İlginin ve gergin ortamın yüksek olduğu bir maçtı. Seyir zevkinin de. Belki futbol kalitesi yüksek değildi, ama başlama düdüğünden bitiş düdüğüne kadar heyecan ve tempo hep zirvedeydi. Oyun her iki takıma da gidip geldi. Ama daha çok Konyaspor’du galibiyeti kaçıran ve de üzülen taraf.  Hakemin son düdüğü ile sevinen Beşiktaş, üzülen ise Konyaspor oldu. Oysaki beraberliği hakeden bir görüntü sergilememişti yeşil-beyazlılar. Hem de maçın her bölümünde

Ankaragücü maçından sonra “Konyaspor’un geri dönüşü” diye yazmıştım. Dünkü fotoğraftan sonra “Konya’nın dönüşü” demekten başka bir şey düşünemedim.
Maçın en güzel tarafı, geldiği günden bugüne kadar “şaşı” baktıkları Giray hocayı tribünlere çağırıp, “marifetli” adamı “iltifat”landırmasıydı taraftarın. Bana göre maçın en güzel fotoğraflarından birisi buydu.
“Konya’nın  dönüşü” dememin sebebi ondan.
Haftalardır olması gereken buydu işte. Tribünler ile kulübedekilerin bir bütün olma özlemi düne nasip oldu. Umarım bu birlikteliğe “nazar” değmez.
Değmemeli de.
***
Maça gelince…
Konyaspor dün  şampiyonluk adayı Beşiktaş önünde takım gibi durdu. Topa sahip olma yüzdesi yüksek bir takım amaçlamış Giray Bulak. Yenilerle bunu gösterdi dosta düşmana. Konyaspor’da uzun zamandır görmeye alışık olmadığımız bir durumdur, kendinden emin oynamak ve bolca pozisyon üretmek.

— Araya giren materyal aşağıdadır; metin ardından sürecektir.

Issue #258, opened 2022-02-24
format!() should not be used inside loops


rimutaka:
`format!()` macro should be avoided in places where it is called repeatedly, e.g. inside loops like this https://github.com/svix/svix-webhooks/blob/main/server/svix-server/src/core/types.rs#L429. Even if that line is not inside a loop it will be called repeatedly on every property it serializes.

An alternative can be picked from this list https://github.com/hoodie/concatenation_benchmarks-rs and also check this discussion on Reddit https://www.reddit.com/r/rust/comments/t06hk7/string_concatenations_benchmarks_updated/.

Additional info: https://github.com/hoodie/concatenation_benchmarks-rs/pull/11 (not merged yet at the time of reporting, but contains useful info on crates implementing fast concatenation).

Some of the macros benchmarked in that study have very good performance, but I would check their source and what they expand to before picking the winner. They all serve a slightly different purpose.

tasn:
Oh nice, thanks for the report, and you're most definitely right!

PR #1951, opened 2025-07-01
server: Reduce allocations

fluiderson:
## Motivation

Closes https://github.com/svix/svix-webhooks/issues/258.

## Solution

I've gone over the server code and replaced the most obvious parts with unnecessary allocations with no or less allocating counterparts. I was really bothered with how signatures string are generated, so I payed more attention to their function, I think there's still a room for improvement, but it'll need more changes all over the server codebase. For now, let's start from this.

I've also updated `base64` to the latest version. The current version doesn't have needed for this PR function to calculate an encoded string length.

Review commit by commit.

### DIFF
--- a/server/svix-server/src/worker.rs
+++ b/server/svix-server/src/worker.rs
@@ -3,7 +3,6 @@
 
 use std::{
     collections::HashMap,
-    fmt::Write,
     sync::{
         atomic::{AtomicU64, AtomicUsize, Ordering},
         Arc, LazyLock,
@@ -16,6 +15,7 @@ use base64::{engine::general_purpose::STANDARD, Engine};
 use chrono::Utc;
 use futures::future;
 use http::{HeaderValue, StatusCode, Version};
+use itertools::Itertools;
 use rand::Rng;
 use sea_orm::{
     prelude::DateTimeUtc, ActiveModelBehavior, ActiveModelTrait, ColumnTrait, DatabaseConnection,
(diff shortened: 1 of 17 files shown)


server/svix-server/src/worker.rs
```diff
@@ -167,21 +168,51 @@ fn sign_msg(
...
+                    const ED25519_LEN: usize = "v1a".len() + base64::encoded_len(64, true).unwrap();
+
+                    ",".len()
+                        + match x.type_() {
+                            EndpointSecretType::Hmac256 => HMAC_LEN,
+                            EndpointSecretType::Ed25519 => ED25519_LEN,
+                        }
+                })
+                .sum::<usize>()
+                + endpoint_signing_keys.len() * " ".len(),
```
svix-jplatte: I am not a fan of this complex length pre-calculation to save a few reallocs. I think you actually got it wrong because this is not counting the first signature (since the first element of `endpoint_signing_keys` has been split off at this point in the code).

How about only getting rid of the intermediate string allocations and skipping the `String::with_capacity`? That should get this function back to close to its initial readability.

svix-jplatte (commented):
Thanks for the PR!

server/svix-server/src/worker.rs
```diff
@@ -169,18 +171,25 @@ fn sign_msg(
...
-            };
-            format!("{version},{}", base64::encode(sig))
+
+    let mut iter = endpoint_signing_keys.iter().map(|x| {
+        let sig = x.sign(main_secret, to_sign.as_bytes());
+        let version = match x.type_() {
+            EndpointSecretType::Hmac256 => "v1",
+            EndpointSecretType::Ed25519 => "v1a",
+        };
+        format!("{version},{}", STANDARD.encode(sig))
```
svix-jplatte: This is the intermediate allocation I was saying could (still) be avoided. Maybe check out [`Itertools::format_with`](https://docs.rs/itertools/latest/itertools/trait.Itertools.html#method.format_with)? We depend on itertools indirectly anyways.

server/svix-server/src/worker.rs
fluiderson: I've removed this calculation. Yeah, I'd be better if I added a test for it, I overlooked the first sig. It's a shame that the current version doesn't pre-allocate a string considering that sigs are of a fixed length, but you're right that it greatly affects readability.

server/svix-server/src/worker.rs
fluiderson: Will do! I've tried to not introduce more deps. With `itertools`, I think I can remove this folding in my last commit, too.

server/svix-server/src/worker.rs
```diff
@@ -177,10 +180,13 @@ fn sign_msg(
...
                 EndpointSecretType::Ed25519 => "v1a",
             };
-            format!("{version},{}", base64::encode(sig))
+
+            (version, STANDARD.encode(sig))
         })
-        .collect::<Vec<String>>()
-        .join(" ")
+        .format_with(" ", |(version, sign), f| {
+            f(&format_args!("{version},{sign}"))
```
svix-jplatte: One last change request: Can you roll up the `map` into `format_with`?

Oyunun nerede ise tamamında gördük bunu. Hem de sabırla ve keyifle. Sadece oyuncular değil, tribünlerde eşlik ettiler bu keyfe keder veren mücadele şekline ve de üretilen pozisyonlara. Ve de haftaların hasreti ile.

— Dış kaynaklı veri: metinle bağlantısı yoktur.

PR #1952, opened 2025-07-06
fix(go): fix execute with retry empty body bug

mixnblend:
## Motivation

- I am occasionally seeing the Sentry error 

```
Post "<svix-server-url>": http: ContentLength=2461 with Body length 0
```

in our Sentry as a result of an error with the Golang Svix Client.

When reading through the code it seems like this behaviour is caused when calling executeRequestWithRetries when a retry occurs and the body, which is a ReadCloser is read once on the initial call, there's nothing left in the stream, and then a retry results in the above error.

## Solution

- preserve the request body at the start of executeRequestWithRetries
- set it on initial try and on subsequent retries

You can verify this behaviour by running the tests against the current code and observing the failure as below, and then applying the changes and checking the tests pass.

Screenshot 2025-07-06 at 19 57 15

### DIFF
--- a/go/internal/svix_http_client.go
+++ b/go/internal/svix_http_client.go
@@ -128,7 +128,6 @@ func ExecuteRequest[ReqBody any, ResBody any](
 }
 
 func executeRequestWithRetries(client *SvixHttpClient, request *http.Request) (*http.Response, error) {
-
 	var bodyBytes []byte
 	if request.Body != nil {
 		var err error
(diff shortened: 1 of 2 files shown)


svix-jplatte:
Thanks for the PR! Looks like CI is failing, but it's only about the test code. You should fix it of course, but we'll review this soon either way :)

mixnblend:
Thanks so much for getting back to me so quickly. Will check why that failed and fix. Was passing on local.

PR #1965, opened 2025-07-22
cli: add seed command to generate test application, endpoints, & events

### LINKED ISSUE #1950: seed data at startup
### Motivation

When starting svix-server in local (for local dev, mostly) there's often a need to create a project and sometimes additional data (events) to start working. This can be automated with using `svix-cli` either as a separate step, or even integrated into a `docker-compose` job after the boot of the svix-server.

1. an additional step with `svix-cli` would mean changing the startup command from `docker compose up --detach --wait` to be `docker compose up --detach --wait && ./seed-svix.sh`

2. an additional step with docker-compose means more or less the same thing but as a docker service. note that if using `--wait`, the job would end and therefore the exit code would be != 0 (which can be deceptive)

Solution works but somehow doesn't _feel_ clean, or at least _as clean as others_.

### Proposal

Multiple possibilities:

1. do as stack-auth and [propose a limited set of seed data built from env vars](https://github.com/stack-auth/stack-auth/blob/9f794854106b32bf43f87b7dc042e4ef2dbc3113/docker/server/.env#L9-L17). that would mean extra coding and env var support in the seed script.

2. do as postgres/mongo/most-db: add a client in the server container and let users add an `init.d/` script. that would mean adding `svix-cli` in the `svix-server` image and good api support from the svix-cli.

The 2nd solution would also mean that healthcheck command could be added to the `svix-cli` which looks like a better fit for this (rather than within `svix-server`)

KranzAklilu:
This pr aims to close #1950

## Motivation
It would be cool if svix-cli had a way to seed data friction

## Solution
svix seed now:
- creates a test application
- generates predefined user.* event types (signup, signin, signout, deleted)
- with `--reset` flag to delete all existing applications and event types (after confirmation)
- creates a new test application and N endpoints (via --endpoint-count)
- outputs created resources in JSON format
-

### DIFF
--- a/svix-cli/src/cmds/mod.rs
+++ b/svix-cli/src/cmds/mod.rs
@@ -3,4 +3,5 @@ pub mod completion;
 pub mod listen;
 pub mod login;
 pub mod open;
+pub mod seed;
 pub mod signature;
--- a/svix-cli/src/cmds/seed.rs
+++ b/svix-cli/src/cmds/seed.rs
@@ -1,0 +1,180 @@
+use anyhow::Context;
+use clap::Args;
+use serde::{Deserialize, Serialize};
+use svix::api::*;
+
+#[derive(Args)]
+struct SeedOptions {
+    /// Will clear out all the applications and event types
+    #[arg(long, default_value = "false")]
+    pub reset: bool,
+
+    /// The number of endpoints to create (0-10)
+    #[arg(long, value_parser = clap::value_parser!(u8).range(..=10) , default_value = "2")]
+    pub endpoint_count: u8,
+}
+
+#[derive(Args)]
+pub struct SeedArgs {
+    #[clap(flatten)]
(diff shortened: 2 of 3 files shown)


svix-lucho (approved):
This is great! thanks! I think it would be nice if the seed also sent a bunch of messages to the endpoints as an example. But it can be another PR, or feel free to add it to this one.

KranzAklilu:
@svix-lucho I've added the ability to send messages. Let me know if there's anything else. I'm happy to work on this :)

svix-lucho:
Also, since you asked 😄 , the last thing I think would be good to have here are schemas in the event types (see https://api.svix.com/docs#tag/Event-Type/operation/v1.event-type.create) and then the messages can use some example payload that follows that schema instead of `{}`.

svix-lucho (approved):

Skor bir yana güzel tarafı şuydu Konyaspor için.
Rakibi ne gözlerinde büyüttüler ne de hafife aldılar. Öyle ciddi, öyle konsantreydiler ki, kolay lokma olmadıklarını gösterdiler Beşiktaş’a. Hele 11. dakikada Veysel’in getirip Serhat’ın dokunamadığı bir top vardı ki, Beşiktaşlılar işte o anda anladılar pabucun pahalı olduğunu. 

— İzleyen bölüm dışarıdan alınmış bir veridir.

Issue #1154, opened 2024-01-04
Make sure all of the libraries correctly handle trailing slashes


tasn:
Both of these should work:
1. https://api.svix.com/
2. https://api.svix.com

At the moment only the latter works in JS. Not sure about the rest.

PR #1969, opened 2025-07-27
Fix: Handle trailing slashes in server URLs across all libraries

jaiganeshs21:
PR Summary

  ## Summary
  • Implements consistent trailing slash handling across JavaScript, Python, Ruby, and Rust libraries
  • Adds robust URL normalization to prevent double slashes in API requests
  • Maintains backward compatibility while fixing edge cases with multiple trailing slashes
  • Ensures uniform behavior across all SDK languages for better developer experience

Implementation details 
  - Add consistent trailing slash normalization in JavaScript, Python, Ruby, and Rust
  - JavaScript: Implement regex-based URL and path normalization
  - Python: Use rstrip('/') for clean URL handling
  - Ruby: Apply regex substitution for multiple slash removal
  - Rust: Loop-based trailing slash elimination
  - Add comprehensive test suites for all libraries
  - Ensure backward compatibility and consistent behavior

Closes
Issue - https://github.com/svix/svix-webhooks/issues/1154

### DIFF
--- a/javascript/src/index.ts
+++ b/javascript/src/index.ts
@@ -49,7 +49,11 @@ export class Svix {
 
   public constructor(token: string, options: SvixOptions = {}) {
     const regionalUrl = REGIONS.find((x) => x.region === token.split(".")[1])?.url;
-    const baseUrl: string = options.serverUrl ?? regionalUrl ?? "https://api.svix.com";
+    const baseUrl: string = (
+      options.serverUrl ??
+      regionalUrl ??
+      "https://api.svix.com"
+    ).replace(/\/+$/, "");
 
     this.requestCtx = { baseUrl, token, timeout: options.requestTimeout };
   }
--- a/javascript/src/request.ts
+++ b/javascript/src/request.ts
@@ -109,7 +109,10 @@ export class SvixRequest {
   }
 
   private async sendInner(ctx: SvixRequestContext): Promise<Response> {
-    const url = new URL(ctx.baseUrl + this.path);
+    // Ensure path always starts with a single slash
+    const normalizedPath = this.path.replace(/^\/+/, "/");
+    // Combine normalized base URL and path
+    const url = new URL(ctx.baseUrl + normalizedPath);
     for (const [name, value] of Object.entries(this.queryParams)) {
       url.searchParams.set(name, value);
     }
--- a/python/tests/test_trailing_slash.py
+++ b/python/tests/test_trailing_slash.py
@@ -1,0 +1,37 @@
+import pytest
+from svix.api import Svix, SvixOptions
+
+
+def test_trailing_slash_handling():
+    """Test that trailing slashes are properly removed from server URLs."""
+    
+    # Test with trailing slash
+    svix_with_slash = Svix("key", SvixOptions(server_url="http://localhost:8000/"))
+    assert svix_with_slash._client.base_url == "http://localhost:8000"
+    
+    # Test without trailing slash
+    svix_without_slash = Svix("key", SvixOptions(server_url="http://localhost:8000"))
+    assert svix_without_slash._client.base_url == "http://localhost:8000"
+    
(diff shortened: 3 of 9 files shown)


jaiganeshs21:
@tasn Can you please review this PR?

javascript/src/request.ts
```diff
@@ -109,7 +109,10 @@ export class SvixRequest {
   }
 
   private async sendInner(ctx: SvixRequestContext): Promise<Response> {
-    const url = new URL(ctx.baseUrl + this.path);
+    // Ensure path always starts with a single slash
+    const normalizedPath = this.path.replace(/^\/+/, "/");
```
svix-jplatte, line 113: Why do this, and only for JavaScript? This is an internal API, and I'm pretty sure it's only ever called with paths that already begin with (one) slash, I think?

javascript/src/index.ts
```diff
@@ -49,7 +49,11 @@ export class Svix {
 
   public constructor(token: string, options: SvixOptions = {}) {
     const regionalUrl = REGIONS.find((x) => x.region === token.split(".")[1])?.url;
-    const baseUrl: string = options.serverUrl ?? regionalUrl ?? "https://api.svix.com";
+    const baseUrl: string = (
+      options.serverUrl ??
+      regionalUrl ??
+      "https://api.svix.com"
+    ).replace(/\/+$/, "");
```
svix-jplatte, line 56: I think it's cleaner to only run the `replace` if the user specified a server URL. The fallback values all don't end in `/` and I wouldn't want us to become sloppy with things like that internally.

Same for all the other SDKs.

python/tests/test_trailing_slash.py
svix-jplatte, line 1: Can you add a final newline to the end of this file?

ruby/spec/trailing_slash_spec.rb
svix-jplatte, line 1: Same here.

ruby/spec/trailing_slash_spec.rb
```diff
@@ -0,0 +1,80 @@
+RSpec.describe "Trailing Slash Handling" do
```
svix-jplatte, line 1: I'm surprised you copy-pasted bits from the client initialization here rather than actually calling the client initialization. This way the test could easily get out of sync with the actual code. This being Ruby, should it not be simple to check the internal state of the client after construction, like you did with Python? (I haven't seriously used Ruby, but I know it allows all sorts of monkey patching)

rust/tests/trailing_slash_test.rs
svix-jplatte, line 1: If you make this a unit test rather than an integration test, you can make assertions about the internal state of the `Svix` client. The way it works is you create an inline module within `src/api/client.rs` like

```rust
#[cfg(test)]
mod tests {
    // write tests here
}
```

rust/tests/trailing_slash_test.rs
```diff
@@ -0,0 +1,62 @@
...
+        ("http://localhost:8000///", "http://localhost:8000"),
+    ];
+
+    for (input, expected) in test_cases {
+        let mut result = input.to_string();
+        while result.ends_with('/') {
+            result.pop();
+        }
+        
+        assert_eq!(result, expected, "Failed for input: {}", input);
```
svix-jplatte, line 17:
```suggestion
        assert_eq!(result, expected, "Failed for input: {input}");
```

rust/tests/trailing_slash_test.rs
```diff
@@ -0,0 +1,62 @@
...
+        println!("✅ {} → {}", input, result);
```
svix-jplatte, line 18: stdout is only printed if a test fails, so this seems kind of pointless.

svix-jplatte (commented):
Thanks for the PR! Left some comments.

Takdir gösterilmesi gereken bir durum sözünü ettiğim. Rakibin içerisinde bulunduğu ortam ne kadar ürkütücü olsa da.
Eksiklerimiz yok muydu?
Elbette vardı. Miloş, Da Silva ve Poljac, dün takım gibi duran Konyaspor’un zaman zaman yumuşak karnı oldular. Birbirleri ile uyum içinde olmamaları sıkıntı oldu, Beşiktaş önünde takım gibi duran Konyaspor’a.  
Her şey bir yana, yukarıda da altını çizdim, takım gibi durdu Konyaspor futbolcuları sahada. Ne istediklerini ve bunu nasıl yapacaklarını bilen bir görüntüdeydiler yeşil-beyazlılar. Ama, kim ne derse desin savunmada Kratochvil-İsmail Güldüren, ortada Ayman-Cihan, hücumda ise Serhat Akın ve Veysel Cihan bir adım öne çıkan isimlerdi. Özellikle savunmada Kratochvil doğru yerde duruşu ve toplara ilk müdahalesi ile Konyaspor’un yumuşak karnı olan savunmasına bir canlılık, yanındaki arkadaşlarına da bir güven getirmiş.
Konya’nın ve Konyaspor’un geri döndüğü bir günde alınacak bir galibiyet anlamını bir kat daha artırırdı bu geri dönüşün. Ama, olmadı. Biraz şans, biraz beceri noksanlığı. Özellikle şans bizden yana değildi, üretilen pozisyonlarda. 
Giray hocanın da söylediği gibi, yeni gelen oyuncuların tam kapasite ile oynamaları, daha doğrusu hazır olmaları, Konyaspor’un sahada takım gibi durma, takım gibi oynama oranını daha da yükseltecektir.
Özetlersem; Konyaspor ilerleyen haftalarda daha iyi olacak. Bundan adım gibi eminim. Hele de tribünlerin ve şehrin dönüşü ile yeşil-beyazlıları güzel günlerin beklediğini söyleyebilirim.
***
Maçın hakemi ile ilgili söz etmek gerekirse, zaman zaman Konyaspor aleyhine ince ince düdükler çaldı. İyi ki sahada takım gibi duran bir Konyaspor vardı da, Manisa bölgesi hakemi Koray Gençler’in eyyamcı yönetimine prim tanımadı. Bir Beşiktaş’a bir de Konyaspor’a çaldığı düdükleri gözünüzün önüne getirin, nasıl bir eyyam yaptığını daha iyi anlamış olursunuz.